When ever I deal with someone dieing I always like to talk to the senior members they have always helped me out. This job is hard to deal with sometimes my capt. once to me on a bad car wreck with a fatality this is your fight or flight and I have never forgotten that so ask yourself if this is what you want to do and just try to stick it out.
bobbie jo i have only being in the service for a year and have attended several fatal mvas i find talking to the other members of our brigade the biggest help sure we have had counseling ect but the biggest comfort are my fellow brothers and sisters the key i feel is to let it out.
and on a more personal note i attended a multiple fatal mva the other week and there was carnage every where and in the middle of it was a cat that was also fatal to be honest this affected me more so than the people involved why this was im still trying to work out
easy bobbie go out for kegs and eggs in the morning with other medics or emts : )

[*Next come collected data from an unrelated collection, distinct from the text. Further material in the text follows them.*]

PR #2189, opened 2025-06-12
Feature/matter britzyhub

KyuminAhn:
Check all that apply

# Type of Change

          - [x] I have signed the CLA
- [ ] Bug fix
- [ ] New feature
- [ ] Refactor

# Checklist

# Description of Change
Initial Commit of matter-britzyhub edge driver

# Summary of Completed Tests
Tested gas valve
Tested elevator
Tested dimming light

### DIFF
--- a/drivers/SmartThings/sinux-britzyhub/fingerprints.yml
+++ b/drivers/SmartThings/sinux-britzyhub/fingerprints.yml
@@ -12,25 +12,25 @@ matterGeneric:
   - id: "elevator-call-up"
     deviceLabel: 상행 엘리베이터 호출
     deviceTypes:
-      - id: 0x0103 # On Off Switch
+      - id: 0xFF02 # On Off Switch
     deviceProfileName: elevator
   - id: "elevator-call-down"
     deviceLabel: 하행 엘리베이터 호출
     deviceTypes:
-      - id: 0x0103 # On Off Switch
+      - id: 0xFF02 # On Off Switch
     deviceProfileName: elevator
   - id: "elevator-call"
     deviceLabel: 엘리베이터 호출
     deviceTypes:
-      - id: 0x0103 # On Off Switch
+      - id: 0xFF02 # On Off Switch
     deviceProfileName: elevator
   - id: "gas-valve"
     deviceLabel: 가스밸브
     deviceTypes:
-      - id: 0x0303 # Pump
+      - id: 0xFF01 # GasValve
     deviceProfileName: gas-valve
   - id: "ventilator"
     deviceLabel: 전열교환기
     deviceTypes:
-      - id: 0x002D # Air Purifier
+      - id: 0xFF03 # Air Purifier
     deviceProfileName: ventilator
--- a/drivers/SmartThings/sinux-britzyhub/fingerprints.yml
+++ b/drivers/SmartThings/sinux-britzyhub/fingerprints.yml
@@ -1,0 +1,36 @@
+matterGeneric:
+  - id: "dimming-light"
+    deviceLabel: 디밍 조명
+    deviceTypes:
+      - id: 0x0101 # Dimmable Light
+    deviceProfileName: dimming-light
+  #- id: "air-conditioner"
+  #  deviceLabel: 에어컨
+  #  deviceTypes:
+  #    - id: 0x0072 # Room Air Conditioner
+  #  deviceProfileName: air-conditioner
+  - id: "elevator-call-up"
+    deviceLabel: 상행 엘리베이터 호출
+    deviceTypes:
+      - id: 0x0103 # On Off Switch
+    deviceProfileName: elevator
+  - id: "elevator-call-down"
+    deviceLabel: 하행 엘리베이터 호출
+    deviceTypes:
+      - id: 0x0103 # On Off Switch
+    deviceProfileName: elevator
+  - id: "elevator-call"
+    deviceLabel: 엘리베이터 호출
+    deviceTypes:
+      - id: 0x0103 # On Off Switch
+    deviceProfileName: elevator
+  - id: "gas-valve"
+    deviceLabel: 가스밸브
+    deviceTypes:
+      - id: 0x0303 # Pump
+    deviceProfileName: gas-valve
+  - id: "ventilator"
+    deviceLabel: 전열교환기
+    deviceTypes:
+      - id: 0x002D # Air Purifier
+    deviceProfileName: ventilator
--- a/drivers/SmartThings/sinux-britzyhub/profiles/elevator.yml
+++ b/drivers/SmartThings/sinux-britzyhub/profiles/elevator.yml
@@ -1,0 +1,8 @@
+name: elevator
+components:
+  - id: main
+    capabilities:
+      - id: elevatorCall
+        version: 1
+    categories:
+      - name: Elevator
--- a/drivers/SmartThings/sinux-britzyhub/profiles/gas-valve.yml
+++ b/drivers/SmartThings/sinux-britzyhub/profiles/gas-valve.yml
@@ -1,0 +1,8 @@
+name: gas-valve
+components:
+  - id: main
+    capabilities:
+      - id: valve
+        version: 1
+    categories:
+      - name: GasValve
--- a/drivers/SmartThings/sinux-britzyhub/src/air-conditioner/init.lua
+++ b/drivers/SmartThings/sinux-britzyhub/src/air-conditioner/init.lua
@@ -1,0 +1,546 @@
+-- SinuxSoft (c) 2025
+--
+-- Licensed under the Apache License, Version 2.0 (the "License");
+-- you may not use this file except in compliance with the License.
+-- You may obtain a copy of the License at
+--
+--     http://www.apache.org/licenses/LICENSE-2.0
+--
+-- Unless required by applicable law or agreed to in writing, software
+-- distributed under the License is distributed on an "AS IS" BASIS,
+-- WITHOUT WARRANTIES OR CONDITIONS OF ANY KIND, either express or implied.
+-- See the License for the specific language governing permissions and
+-- limitations under the License.
+
+local capabilities = require "st.capabilities"
+local clusters = require "st.matter.clusters"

after a while you just dont see it any more. its easier to deal with the dead instead of the dieing. Its a part of the job. a paramedic gave good advice when I first got on. If they died in your care, they were going to die anyway. You just had the displeasure of seeing it. dont blame it on yourself. and if you do have a hard time with it. use a peer support group or CISD team.
When I first started 28 years ago there were not systems set up like now. We had to deal with it on our own but now there are things like Critical Stress Debriefing that have get effects on the people that need the intervention. Things can add up over the years and it may not be one thing that triggers the effects. Remember not only for you but the rest of your department keep on eye out for things that are not normal actions and get the persons involved someone to talk to. even if it does not effect you everyone benefits from your participation in the process with the CISM Team. Stay safe and look out for your mental health.

Gus
It is good to be emotional. That will make you a better EMT or Medic. The key is not to let it build up inside if you do have a bad call or a call does not go very well. Keeping open communications with your partners and also talking to your friends and family about things also will help alot. Doing things to destress when you are outside of work is also veery good. Going to the gym or just doing something that you enjoy and relaxes you will help make your life easier when those bad calls do happen.